Thank you very much.
Yes, to both. And this is possible in any space that includes a copy of the rationals (we can already do it in that). This involves a bit of set theory (and it is the reason ordinals were discovered/invented by Cantor originally!):
If we start with a set $A$, we define $A^{(0)} = A$, and $A^{(\alpha+1)} = (A^{(\alpha)})'$ for successor ordinals, and $A^{(\beta)} = \cap \{A^{(\alpha)}: \alpha < \beta\}$ for limit ordinals $\beta$. Then for some ordinal $\gamma$, we have $A^{(\gamma)} = A^{(\gamma+1)}$ and we stabilise. The minimal $\gamma$ for which this happens is called the scattering height of the set $A$. For subsets of separable metrisable spaces (like $\mathbb{R}$, or finite powers of it), this ordinal is countable, i.e. $\gamma < \omega_1$. But we can get any countable successor ordinal we like as the scattering height, so in particular we can have infinitely many different successive derived sets.
In fact, ordinal numbers themselves (seen as ordered topological space) can achieve this already, and all countable ordinal numbers embed topologically into $\mathbb{Q}$, hence my first remarks.
Here is an explicit example. For each $n\in\Bbb Z^+$ let
$$S_n=\{\langle k_1,\ldots,k_n\rangle\in\Bbb (Z^+)^n:k_1<\ldots<k_n\}\;,$$
the set of strictly increasing $n$-tuples of positive integers. Let $S=\bigcup_{n\ge 1}S_n$, and define
$$\varphi:S\to(0,1):\langle k_1,\ldots,k_n\rangle\mapsto 2^{-k_1}+\ldots+2^{-k_n}\;.$$
Note that $\varphi$ is injective, and for any $s=\langle k_1,\ldots,k_n\rangle\in S$, the sequence
$$\big\langle\varphi(\langle k_1,\ldots,k_n,\ell\rangle):\ell\ge 1\big\rangle$$
is a strictly decreasing sequence of real numbers converging to $\varphi(s)$. Finally, the sequence $\langle\varphi(\ell):\ell\in\Bbb Z^+\rangle$ converges to $0$.

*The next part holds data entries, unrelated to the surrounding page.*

PR #2799, opened 2025-01-24
Port of cudf::contiguous_split into spark_rapids_jni

nvdbaranec:
This is a setup PR for the implementation of `shuffle_split` and `shuffle_assemble`. The split half starts with this version of `cudf::contiguous_split` as a basis, so for ease of diffs with the main PR I'm bringing this over separately.  This is not called or in any way used in `spark_rapids_jni` at the moment.

### DIFF
--- a/src/main/cpp/src/shuffle_split.cu
+++ b/src/main/cpp/src/shuffle_split.cu
@@ -1,0 +1,1292 @@
+/*
+ * Copyright (c) 2024, NVIDIA CORPORATION.
+ *
+ * Licensed under the Apache License, Version 2.0 (the "License");
+ * you may not use this file except in compliance with the License.
+ * You may obtain a copy of the License at
+ *
+ *     http://www.apache.org/licenses/LICENSE-2.0
+ *
+ * Unless required by applicable law or agreed to in writing, software
+ * distributed under the License is distributed on an "AS IS" BASIS,
+ * WITHOUT WARRANTIES OR CONDITIONS OF ANY KIND, either express or implied.
+ * See the License for the specific language governing permissions and
+ * limitations under the License.
+ */
+
+#include <cudf/column/column_device_view.cuh>
+#include <cudf/column/column_view.hpp>
+#include <cudf/contiguous_split.hpp>
+#include <cudf/detail/contiguous_split.hpp>
+#include <cudf/detail/copy.hpp>
+#include <cudf/detail/iterator.cuh>
+#include <cudf/detail/null_mask.hpp>
+#include <cudf/detail/nvtx/ranges.hpp>
+#include <cudf/detail/utilities/cuda.cuh>
+#include <cudf/lists/lists_column_view.hpp>
+#include <cudf/structs/structs_column_view.hpp>
+#include <cudf/table/table_view.hpp>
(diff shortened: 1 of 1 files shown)


src/main/cpp/src/shuffle_split.cu
```diff
@@ -0,0 +1,1292 @@
+/*
+ * Copyright (c) 2024, NVIDIA CORPORATION.
```
sameerz, line 2: Update copyright

revans2: You also need to sign your PR.

src/main/cpp/src/shuffle_split.cu
```diff
@@ -0,0 +1,1292 @@
...
+ */
+struct dst_buf_info {
+  // constant across all copy commands for this buffer
+  std::size_t buf_size;  // total size of buffer, including padding
+  int num_elements;      // # of elements to be copied
+  int element_size;      // size of each element in bytes
+  int num_rows;  // # of rows to be copied(which may be different from num_elements in the case of
+                 // validity or offset buffers)
+
+  int src_element_index;   // element index to start reading from from my associated source buffer
```
revans2, line 109: nit: A extra "from" was added to this comment.

src/main/cpp/src/shuffle_split.cu
```diff
@@ -0,0 +1,1292 @@
...
+};
+
+/**
+ * @brief Copy a single buffer of column data, shifting values (for offset columns),
+ * and validity (for validity buffers) as necessary.
+ *
+ * Copies a single partition of a source column buffer to a destination buffer. Shifts
+ * element values by value_shift in the case of a buffer of offsets (value_shift will
+ * only ever be > 0 in that case).  Shifts elements bitwise by bit_shift in the case of
+ * a validity buffer (bif_shift will only ever be > 0 in that case).  This function assumes
```
revans2, line 126: nit: bif_shift should be bit_shift

revans2 (approved):
I am no expert on this code, so all I did was compare it to the version in cudf. 

I assume the version we should compare against is https://github.com/rapidsai/cudf/blob/7575e8da54499990b51535a0f975acd02a493144/cpp/src/copying/contiguous_split.cu

Is that correct?

I did notice a few fixes that are in the latest version that are not in this one, but they are all nits so you can ignore them.

abellina:
The port of contiguous split here doesn't make use of the MR we introduced for chunked pack. I do wonder if it would make sense to pipe it here, or if there is a reason not to use it? In the future, I could imagine us using the kudo format for spill under "no memory" circumstances, where we do not want to go to RMM for an allocation in the middle of spill.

For $n\in\Bbb Z^+$ let $A_n=\{0\}\cup\bigcup_{k=1}^n\varphi[S_k]$. $A_1$ is a simple sequence converging to $0$ together with its limit $0$. $A_2$ is obtained from $A_1$ by adding a simple sequence converging to each isolated point of $A_1$, and in general $A_{n+1}$ is obtained from $A_n$ by adding a simple sequence converging to each isolated point of $A_n$. (It helps to sketch the first three or so of these sets.) Thus, the derived set of $A_1$ is $\{0\}$, and for $n>1$ the derived set of $A_n$ is $A_{n-1}$.
Let $$X_n=A_n+(n-1)=\{x+n-1:x\in A_n\}\;,$$ and let $X=\bigcup_{n\ge 1}X_n$; then
$$\begin{align*} X'&=\{0\}\cup(X+1)\;,\\ X''&=\{1\}\cup(X+2)\;, \end{align*}$$
and in general for $n\ge 1$ we have
$$X^{(n)}=\{n-1\}\cup(X+n)\;.$$
Clearly these sets are distinct.
Yes. To understand this better, though, you need to know something about ordinals.
If $A$ is just one convergent sequence (with its limit), then $A''$ is empty. But if $A$ is a collection of sequences, whose limit points make a convergent sequence (e.g. for each $\frac1n$ attach a convergent sequence) then $A''$ is not empty anymore.
You can iterate this process, until you reach a set which has infinitely many distinct iterated derived sets. And then you can take the intersection of all those sets, and continue.
But in $\Bbb R$ you cannot continue this process uncountably many times. At some point you will have to stabilize.